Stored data
PR #2680, opened 2026-03-12
Fix change detection on server config files

Measurity:
`FileConfigurationSource` first argument, `Path`, should be relative to the directory given to `IFileProvider`.

With this fix, change detect should work.

**Needs testing on Windows.**

## Testing

1. Start server
2. Change `server.Development.json` by setting `PortForward` to true.
3. Notice: after a few seconds that the server will port forward the default port.
4. Change `ServerPort` in server.cfg to `11001` (is in save folder of server)
5. Notice: after a few seconds that the port forward be will removed from `11000` and set to `11001`.

### DIFF
--- a/Nitrox.Model/Configuration/SubnauticaServerOptions.cs
+++ b/Nitrox.Model/Configuration/SubnauticaServerOptions.cs
@@ -1,6 +1,5 @@
 using System;
 using System.ComponentModel.DataAnnotations;
-using Microsoft.Extensions.Configuration;
 using Microsoft.Extensions.Options;
 using Nitrox.Model.Constants;
 using Nitrox.Model.DataStructures.GameLogic;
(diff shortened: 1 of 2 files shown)


Nitrox.Server.Subnautica/Extensions/ServiceCollectionExtensions.cs
```diff
@@ -35,7 +35,13 @@ internal static partial class ServiceCollectionExtensions
     [GenerateServiceRegistrations(AssignableTo = typeof(IRedactor), Lifetime = ServiceLifetime.Singleton)]
     internal static partial IServiceCollection AddRedactors(this IServiceCollection services);
 
-    [GenerateServiceRegistrations(AssignableTo = typeof(IAdminFeature<>), CustomHandler = nameof(AddImplementedAdminFeatures))]
+    /// <summary>
+    ///     Adds an interface -> service mapping that for handling administrative actions.
+    /// </summary>
+    /// <remarks>
+    ///     If a multiple of the same interface type are registered then the last registered implementation will be used.
```
Jannify: I think there is something wrong in the sentence.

-- WHAT IS BEING ASKED --
Set down only the lines running from the line with "using System.ComponentModel.DataAnnotations;" to the end of the entries above, both included, exactly as they stand.

-- EXERCISE OUTPUT --
 using System.ComponentModel.DataAnnotations;
-using Microsoft.Extensions.Configuration;
 using Microsoft.Extensions.Options;
 using Nitrox.Model.Constants;
 using Nitrox.Model.DataStructures.GameLogic;
(diff shortened: 1 of 2 files shown)


Nitrox.Server.Subnautica/Extensions/ServiceCollectionExtensions.cs
```diff
@@ -35,7 +35,13 @@ internal static partial class ServiceCollectionExtensions
     [GenerateServiceRegistrations(AssignableTo = typeof(IRedactor), Lifetime = ServiceLifetime.Singleton)]
     internal static partial IServiceCollection AddRedactors(this IServiceCollection services);
 
-    [GenerateServiceRegistrations(AssignableTo = typeof(IAdminFeature<>), CustomHandler = nameof(AddImplementedAdminFeatures))]
+    /// <summary>
+    ///     Adds an interface -> service mapping that for handling administrative actions.
+    /// </summary>
+    /// <remarks>
+    ///     If a multiple of the same interface type are registered then the last registered implementation will be used.
```
Jannify: I think there is something wrong in the sentence.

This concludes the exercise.